*Exercise description*
Among the records, which lines hold the word "comments"? Pick them out.

*Source records*

_ _ _ _

PR #91, opened 2015-09-09
Add --version to base command

mhahn:


mhahn:
output:
```
$ stacker --version
stacker 0.5.0
```

stacker/commands/stacker/base.py
```diff
@@ -132,9 +133,6 @@ def get_context_kwargs(self, options, **kwargs):
         return {}
 
     def add_arguments(self, parser):
-        if not self.subcommands:
-            parser.set_defaults(run=self.run)
```
phobologic: This doesn't break the subcommands?

phobologic:
`0.5.0`!? We already have `0.5.1` out!  What're you doing!? ;)

Looks good.

stacker/commands/stacker/base.py
mhahn: no, we had stopped calling `add_arguments` on the base class, so this code was never getting called.

PR #94, opened 2015-09-10
Environment file should be a simple key: value pair file.

mhahn:
We no longer want to double yaml parse the environment file. This treats
the environment as a group of dumb key: value pairs, where the raw
string value will be passed to the yaml config.

### DIFF
--- a/stacker/commands/stacker/base.py
+++ b/stacker/commands/stacker/base.py
@@ -151,7 +151,7 @@ class BaseCommand(object):
                                  "up to twice.")
         parser.add_argument('environment', type=environment_file,
                             default={},
-                            help="Path to a simple key/value pair environment "
+                            help="Path to a simple `key: value` pair environment "
                                  "file. The values in the environment file can "
                                  "be used in the stack config as if it were a "
                                  "string.Template type: "
--- a/stacker/commands/stacker/base.py
+++ b/stacker/commands/stacker/base.py
@@ -2,7 +2,7 @@ import argparse
 from collections import Mapping
 import logging
 
-import yaml
+from ...environment import parse_environment
 
 DEBUG_FORMAT = ('[%(asctime)s] %(levelname)s %(name)s:%(lineno)d'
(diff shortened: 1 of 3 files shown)


stacker/commands/stacker/base.py
```diff
@@ -149,11 +149,12 @@ def add_arguments(self, parser):
         parser.add_argument("-v", "--verbose", action="count", default=0,
                             help="Increase output verbosity. May be specified "
                                  "up to twice.")
-        parser.add_argument('environment', type=yaml_file_type,
+        parser.add_argument('environment', type=environment_file,
                             default={},
-                            help="Path to a yaml environment file. The values in "
-                                 "the environment file can be used in the stack "
-                                 "config as if it were a string.Template type: "
+                            help="Path to a simple key/value pair environment "
```
phobologic: `key: value` maybe better?

stacker/environment.py
```diff
@@ -0,0 +1,11 @@
+
+
+def parse_environment(raw_environment):
+    environment = {}
+    for line in raw_environment.split('\n'):
```
phobologic: Should probably handle `#comments` as well

stacker/environment.py
```diff
@@ -0,0 +1,11 @@
...
+        if ':' not in line:
```
phobologic: Hmm - this is a little too loose.  You're trying to catch blank lines, right?

I'd maybe go with:

```
if not line:
    continue

try:
    key, value = line.split(":", 1)
except ValueError:
    raise Exception("Environment must be in key: value format")
```

stacker/tests/test_environment.py
```diff
@@ -0,0 +1,22 @@
+import unittest
+
+from stacker.environment import parse_environment
+
+test_env = """key1: value1
```
phobologic: Per above - add blank lines & comments just to make sure we don't miss anything.

mhahn:
@phobologic comments addressed

PR #95, opened 2015-09-11
Support custom constructors

mhahn:
Tried to keep this as simple as possible now. I only have a single use case and we can extend as we go.


stacker/config/constructors.py
```diff
@@ -0,0 +1,39 @@
...
+        $ vault write secret/hello value=world
+
+        # In stacker we would reference "world" with the following
+        conf_key: !vault secret/hello@value
+
+        # The above would resolve to
+        conf_key: world
+
+    """
+    if '@' not in value:
```
phobologic: I'd just catch the valueError that will come if you try to split a field and it doesn't have an @ in it.

stacker/config/constructors.py
```diff
@@ -0,0 +1,39 @@
...
+        raise TypeError('Vaulted vaules must include a "@<key in stored data>"')
+
+    path, key = value.split('@')
```
phobologic: I'd use the maxsplit argument to split here, just in case.

stacker/config/constructors.py
```diff
@@ -0,0 +1,39 @@
...
+    response = subprocess.check_output(['vault', 'read', '-format=json', path])
```
phobologic: not a fan of using subprocess in a library... do they not have an API?

mhahn: they do have an HTTP API, but then I have to know more about the vault endpoint that is set as well as auth. if i was going to require having that setup knowledge, i would just want to think about how we let other people register these and then be able to use subprocess.

what if we had a "translators" parameter?

```
stacker build -r us-east-1 conf/staging.env conf/example.yaml --translators my_private_repo/translators.py
```

stacker/config/translators.py
```diff
@@ -0,0 +1,43 @@
...
+    """
+    try:
+        path, key = value.split('@', 1)
+    except ValueError:
+        raise TypeError(
+            'Vaulted vaules must be of the format'
+            ' "<path in vault>@<key in stored data>" (got %s)' % (value,)
+        )
+
+    response = subprocess.check_output(['vault', 'read', '-format=json', path])
```
phobologic: If this fails, what happens here?

mhahn: throws a CallProcessError. I was thinking about catching it, but there are a lot of reasons it could have failed.

stacker/config/__init__.py
```diff
@@ -3,7 +3,10 @@
 
 import yaml
 
-from . import exceptions
+from .. import exceptions
+
+# register translators (yaml constructors)
+from .translators import *  # NOQA
```
phobologic: Why not import exactly what you want here?  Not a fan of * imports.

mhahn: yea, me either. this triggers the registration of the yaml constructors though. otherwise we would be importing something we didn't need. i could do something like within translators we append the constructors we want registered to a list, import that list and then register them with yaml within the config.

PR #98, opened 2015-09-11
Ensure cert exists

mhahn:
example:

```
pre_build:
  - path: stacker.hooks.iam.ensure_server_cert_exists
    required: true
    args:
      cert_name: ${vault_elb_cert_name}
  - path: stacker.hooks.iam.ensure_server_cert_exists
    required: true
    args:
      cert_name: ${empire_controller_cert_name}
```

makes it easy to use private certs for different environments

### DIFF
--- a/stacker/hooks/iam.py
+++ b/stacker/hooks/iam.py
@@ -78,7 +78,7 @@ def ensure_server_cert_exists(region, namespace, mappings, parameters, **kwargs)
                 continue
 
             path = raw_input('Path to %s (skip): ' % (key,))
-            if path == 'skip':
+            if path == 'skip' or not path.strip():
                 continue
 
             full_path = utils.full_path(path)
--- a/stacker/hooks/iam.py
+++ b/stacker/hooks/iam.py
@@ -68,12 +68,15 @@ def ensure_server_cert_exists(region, namespace, mappings, parameters, **kwargs)
             return False
 
         paths = {
-            'certificate': None,
-            'private_key': None,
-            'chain': None,
+            'certificate': kwargs.get('path_to_certificate'),
+            'private_key': kwargs.get('path_to_private_key'),
+            'chain': kwargs.get('path_to_chain'),
         }
 
-        for key in paths.keys():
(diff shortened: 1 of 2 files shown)


stacker/hooks/iam.py
```diff
@@ -30,3 +34,82 @@ def create_ecs_service_role(region, namespace, mappings, parameters,
...
+
+        paths = {
+            'certificate': None,
+            'private_key': None,
+            'chain': None,
+        }
+
+        for key in paths.keys():
+            path = raw_input('Path to %s (skip): ' % (key,))
+            if path == 'skip':
```
phobologic: This makes it look like skip is the default, but that doesn't seem to be the case, or am I confused?

stacker/hooks/iam.py
```diff
@@ -30,3 +34,82 @@ def create_ecs_service_role(region, namespace, mappings, parameters,
...
+    except BotoServerError:
+        upload = raw_input(
+            'Certificate "%s" wasn\'t found. Upload it now? (yes/no) ' % (
+                cert_name,
+            )
+        )
+        if upload != 'yes':
+            return False
+
+        paths = {
```
phobologic: worth maybe making this something you can have in the hook definition?  So you can define the paths to the certs on the local FS?

stacker/hooks/iam.py
mhahn: skip isn't the default, if you explicitly write "skip" we'll skip. if you don't enter anything, you'll get a path doesn't exist error

stacker/hooks/iam.py
mhahn: good idea

mhahn:
@phobologic comments addressed

stacker/hooks/iam.py
phobologic: `(skip)` says to me `this is the default` - maybe be a bit more explicit here?

mhahn: ok, skip is the default now

PR #100, opened 2015-09-11
User data parameter asg

mhahn:
I think we should come up with a more extensible ASG blueprint.

I needed the following changes to push an ASG for an ECS cluster and was in a hurry so didn't think too much about the structure. 

Given that ASG are such a core piece of infrastructure, I thought I would open this up so we could discuss refactoring them to be more extensible.

From working with it, i think we should support:

- Customiznig the LaunchConfiguartion parameters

_ _ _ _

*Completed exercise*
phobologic: Should probably handle `#comments` as well
phobologic: Per above - add blank lines & comments just to make sure we don't miss anything.
@phobologic comments addressed
@phobologic comments addressed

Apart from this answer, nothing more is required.